Two or three pairs of well-conditioned adult fish should then be introduced to each container. It is wise to make the transfer slowly in order to avoid excessive levels of stress but if conditions are to their liking they should begin to spawn the following morning. While this species certainly will eat its eggs it appears not to actively hunt for them as is the case with many small Puntius and other related species. Once spawning has commenced it should continue on a daily basis. 

The pair(s) should be left in situ for no more than a couple of days before being removed as the first eggs should hatch by the second day after the initial spawning. The tiny young will survive on their yolk sacs for another 24 hours or so after which they will require Paramecium or other microscopic food. After a week to ten days they should be large enough to accept Artemia nauplii/microworm etc. As the days pass additional fry should start to appear from later spawning events. It's best to wait a week or two before starting to perform small water changes in order to avoid unduly shocking the young fish.
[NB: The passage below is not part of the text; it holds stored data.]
PR #13168, opened 2022-07-24
[homematic] Allow default value that is less than allowed minimum

### LINKED ISSUE #13097: [homematic] HM-CC-TC Thermostat HANDLER_CONFIGURATION_PENDING due to invalid default parameters
The default configuration of things for the HM-CC-TC device seems to contain invalid parameter values.

## Expected Behavior
Configuration files (thing files) that are correctly working in OH2.5 should load correctly in OH3.x

## Current Behavior
Loading thing files with HM-CC-TC things results in them ending up in the `UNINITIALIZED (HANDLER_CONFIGURATION_PENDING)` instead of `ONLINE`.
Full message shown in the web UI is available [here](https://pastebin.com/QHDiYXXn) and hints at invalid default parameters being set when the thing is loaded.
If a HM-CC-TC thing is created via the web UI, the configuration fields mentioned in the error message are highlighted red and need to be manually corrected to a value larger than 10 for the user to be able to create a thing.

## Possible Solution
From what I can tell, this issue is very similar to #12183, which was related to another component and fixed in February in #12192. I am not familiar with the code enough to provide more pointers or fix it myself and create a PR.

Via the web UI or with a thing file, create a thing for a HM-CC-TC device, you should see that the default values are invalid.
An example thing config:
```
Bridge homematic:bridge:ccu [ gatewayAddress="192.168.xxx.xxx", callbackHost="192.168.xxx.xxx" ] {
  Thing HM-CC-TC JEQ0012660 "Name" @ "Location"
}
```

## Context
My OpenHAB instance is still running on v2.5 since I didn't have time to spend the time on upgrading.
Now I was starting to play around with this an this seems to not work right now.
Is there any way to fix this that his not creating the things via the web UI and fixing all of the invalid parameters by hand?

## Your Environment
* OpenHAB 3.3.0
* Homematic 3.3.0
* OpenHAB Docker on Debian

MHerbst:
For some Homematic devices the default values can be higher than the allowed maximum value or less than the allowed minimum value (e.g. 0 for "not set"). 

Default values that are higher than the maximum value were alreaday allowed. With this fix also default values that are less than  the minimum value are allowed.

Unfortunately, this means that the range of allowed values has to be increased.

Resolves #13097

Signed-off-by: Martin Herbst <develop@mherbst.de>

### DIFF
--- a/bundles/org.openhab.binding.homematic/src/main/java/org/openhab/binding/homematic/internal/type/HomematicTypeGeneratorImpl.java
+++ b/bundles/org.openhab.binding.homematic/src/main/java/org/openhab/binding/homematic/internal/type/HomematicTypeGeneratorImpl.java
@@ -374,12 +374,18 @@ public class HomematicTypeGeneratorImpl implements HomematicTypeGenerator {
                     if (dp.isNumberType()) {
                         Number defaultValue = (Number) dp.getDefaultValue();
                         Number maxValue = dp.getMaxValue();
-                        // some datapoints can have a default value that is greater than the maximum value
-                        if (defaultValue != null && maxValue != null
-                                && defaultValue.doubleValue() > maxValue.doubleValue()) {
-                            maxValue = defaultValue;
+                        Number minValue = dp.getMinValue();
+                        if (defaultValue != null) {
+                            // some datapoints can have a default value that is greater than the maximum value
+                            if (maxValue != null && defaultValue.doubleValue() > maxValue.doubleValue()) {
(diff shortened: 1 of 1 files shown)


jlaur:
@MHerbst - if you change "Solves #xxxxx" in PR description to "Resolves #xxxxx", then issue will be automatically linked and closed when PR is merged.

jlaur (approved):
LGTM - thanks!

MHerbst:
Thanks for the hint, I always forget the correct wording :-)

PR #13169, opened 2022-07-24
[hdpowerview] Fix tilt support for vertical slats

andrewfg:
### Background

As reported on the forum [here](https://community.openhab.org/t/hd-powerview-binding-issue-openhab-3-3-0/136921/29?u=andrewfg) one user has reported that his type 55 and type 56 shades do not support vane tilt controls.

As discussed [here](https://github.com/sander76/aio-powerview-api/issues/16#issuecomment-1193251782) it seems that some instances of these shades are incorrectly reporting capabilities:4 when they actually support capabilities:3 functionality

### Solution

This PR applies a `capabilitiesOverride()` to those shade types.


andrewfg:
For testing, the JAR file is here...

[org.openhab.binding.hdpowerview-3.4.0-SNAPSHOT.jar.zip](https://github.com/openhab/openhab-addons/files/9175448/org.openhab.binding.hdpowerview-3.4.0-SNAPSHOT.jar.zip)

bundles/org.openhab.binding.hdpowerview/src/main/java/org/openhab/binding/hdpowerview/internal/database/ShadeCapabilitiesDatabase.java
```diff
@@ -79,9 +79,9 @@ public class ShadeCapabilitiesDatabase {
             new Type(47).capabilities(7).text("Pleated Top Down Bottom Up"),
             new Type(49).capabilities(0).text("AC Roller"),
             new Type(51).capabilities(2).text("Venetian"),
-            new Type(54).capabilities(3).text("Vertical Slats Left Stack"),
-            new Type(55).capabilities(3).text("Vertical Slats Right Stack"),
-            new Type(56).capabilities(3).text("Vertical Slats Split Stack"),
+            new Type(54).capabilities(4).text("Vertical Slats Left Stack").capabilitiesOverride(3),
+            new Type(55).capabilities(4).text("Vertical Slats Right Stack").capabilitiesOverride(3),
+            new Type(56).capabilities(4).text("Vertical Slats Split Stack").capabilitiesOverride(3),
```
jlaur, line 84: I'm now wondering: From which source did we get the specification of capabilities 3 and 4? Capabilities 4 is not referenced anymore, so the problem could in theory also be wrong definitions. For example, adding `tiltAnywhere()` and `tilt180()` to capabilities 4 (so it would be identical to capabilities 3) would also solve the problem (again, theoretically).

andrewfg: Agreed. However I would like to try, if possible, to harmonise the OH approach with that of HA, in order to avoid confusion.

> Capabilities 4 is not referenced anymore

Actually shade types 69,70,71 do reference capabilities:4, and from the description 'curtain' I would assume that they do not support tilt. Which is consistent with what capabilities:4 currently says. However I think that neither @kingy444 nor we have actually seen a real user with any of those types. However if / when such a user does appear then we could confirm or deny the suppositions.

jlaur: You are right, I missed that.

jlaur (approved):
Thanks! Do you want to await user confirmation before merging?

jlaur:
@andrewfg - consider changing PR title to something like "Fix tilt support for vertical slats" so it will be more understandable for users when reading release notes.

andrewfg:
> Do you want to await user confirmation before merging?

Yes, I think we should do that.

> consider changing PR title

Ok. Done.

andrewfg:
@jlaur the user has confirmed the proper functionality [here](https://community.openhab.org/t/hd-powerview-binding-issue-openhab-3-3-0/136921/42?u=andrewfg)

PR #13176, opened 2022-07-25
[shelly]Restructuriing to prepare Plus/Pro support integration

markus7017:
This PR is just to reduce the delta before I create the PR for Plus/Pro support. In general Gen1 and Gen2 devices have a total different API so I spliced the API code in version/gen 1 and 2. This means restructuring the classes (e.h. api+coap became api+api1+api2) and therefor dummy changes in the code, e.g. import statements. This creates a lot of overhead and separating those "dummy changes" simplifies merging the actual PR.


markus7017:
@fwolter fyi: This should be an easy PR. I does not contain functional changes, just restructuring the API layer. Next one will then include bug fixes from current hardening and another one will finally add Plus/Pro support.

fwolter (approved):

fwolter:
I removed the label to avoid a listing in the release notes.

PR #13185, opened 2022-07-28
[mielecloud] Adapt to inbox api changes

BjoernLange:
Adapt mielecloud binding to `Inbox` API changes from https://github.com/openhab/openhab-core/pull/2981 and fix potential problems from #13150.


jlaur (approved):
I have just given this a test run and it seems to work. Thanks for adapting this to the API change!

jlaur:
@BjoernLange - I'm a bit confused about the pairing process though. Specifically where client ID and client secret is stored, since this is not configured within the bridge?

BjoernLange:
Thanks, @jlaur. Client ID and client secret aren't stored, they are used to obtain access and refresh token during the pairing process and then never required again.

Issue #11686, opened 2021-12-01
[http-binding]: Inbound state is not fully implemented on the rollershutter channel type


Neodym81:
After switching from openhab 2.5 to 3.x the ability to update a Rollershutter item via Rollershutter channel does not work. The item value is set to UNDEF. For other basic types like String and Number it does work as expected.

The discussion around the issue took place in https://community.openhab.org/t/rollershutter-on-http-bindig-with-transformation/129427/16

## Expected Behavior
The current value from stateExtension in the Rollershutter channel should be transformed to the Rollershutter item. (Percentage value)

## Current Behavior
The value is always set to UNDEF

## Steps to Reproduce (for Bugs)
1. Create an HTTP URL thing with a rollershutter channel
2. configure stateExtension to point to a mock service having a static numeric value like 50.
3. Create a rollershutter item and link it to the channel of point 2

## Context
showing the percentage value of a rollershutter actor on the UI

## Your Environment
inux raspberrypi 5.10.63-v7l+
openhab 3.2.0.M4 but also present in 3.1.0

cat101:
Just to add one more piece of context: I observe the same behavior as @Neodym81. I Also tried changing the channel type to `dimmer` and in this case the state is reflected correctly on the UI (but unfortunately I cannot control it). As already mentioned this used to work fine for me on v2.5

Timtam:
Same issue here. I was able to retrieve the current position via a number channel, but I wasn't able to set my position yet, doesn't matter if through the rollershutter channel or the number channel, http binding doesn't trigger at all when trying to send a command, at least the logs don't show anything when set to log:set TRACE org.openhab.binding.http. Retrieval works, and rollershutter channel always shows UNDEF, no matter what I do.

PR #13191, opened 2022-07-29
[http] fix rollershutter return as position always undef

vich-667:
Fix [ISSUE 11686 ](https://github.com/openhab/openhab-addons/issues/11686). It worked to me on my local tryout.


lolodomo (approved):
LGTM, thank you

Issue #13182, opened 2022-07-27
[boschindego] Optimization of API calls


jlaur:
In order to:
- Reduce risk of hitting rate limits (or being banned) by Bosch.
- Avoid unneeded wake-ups from robot sleep (and display turning on in the middle of the night).
- Possibly have faster updates.

it would be beneficial to:
- Explore additional possibilities with the API
- Revisit previously implemented logic (#12938, #12986, #13017).
- Introduce new algorithms for smarter polling.

As an example, operating data is of most interest when the device is working or charging. Additionally, when this data is requested, the display on the device will turn on, i.e. the device will be woken up. On the other hand, only by performing this call will we actually reach the device, so if we would avoid calling it for several days, the device could have been stolen, and it would still appear offline.

The state request:
`GET https://api.indego.iot.bosch-si.com/api/v1/alms/xxxxxxxx/state`

has some parameters that might be of use:
- **longpoll**=true: awaits any state change
- **timeout**=&lt;timeout in seconds&gt;: timeout for long poll, when reached will return 504.
- **cached**=false: not sure what it does
- **force**=true: not sure what it does

The **longpoll** is particularly interesting as this could be a way to get faster updates with fewer calls, i.e. a kind of push mechanism. If this would be implemented as asynchronous HTTP calls using Jetty, that might be a significant improvement.

#13158 recently improved update of next planned cutting time, but this could be further improved by separating last and next cutting times. This way one of the two calls could be eliminated in some cases. For example, when time of next planned cutting is hit, next planned cutting needs an update, but last cutting does not. This will only be updated after completing a session - which does not affect next cutting. The calls are inexpensive, but nevertheless.

Last, when making changes to .items files, all items will request **REFRESH**. Not only will this cause multiple calls, but worse than that, it will cause redundant calls as some channels are updated through the same API calls.

jlaur:
I have now been able to verify that this request indeed does start position tracking:
`POST /api/v1/alms/xxxxxxx/requestPosition?count=10&interval=6`

Also, **longpoll** mentioned above has been confirmed to work in the way that it doesn't return until state has changed. When it does, the response is a bit differently structured than usual:

```
{
    "state": 258,
    "map_update_available": false,
    "charge": 24,
    "operate": 30,
    "mapsvgcache_ts": 1659036798849,
    "svg_xPos": 408,
    "svg_yPos": 680
}
```

jlaur:
[...]

PR #13192, opened 2022-07-29
[boschindego] Provide faster channel updates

http://www.seriouslyfish.com/profile.php?genus=Boraras&species=brigittae


----------



## Fishly (Jan 8, 2010)

I read that article already. I was hoping more for "yeah, they're pretty hard to breed, especially if you _______" or "they're not as difficult as they seem, as long as you ______."


----------



## mistergreen (Dec 9, 2006)

I couldn't. Seems like they need soft water and live foods to start breeding.


----------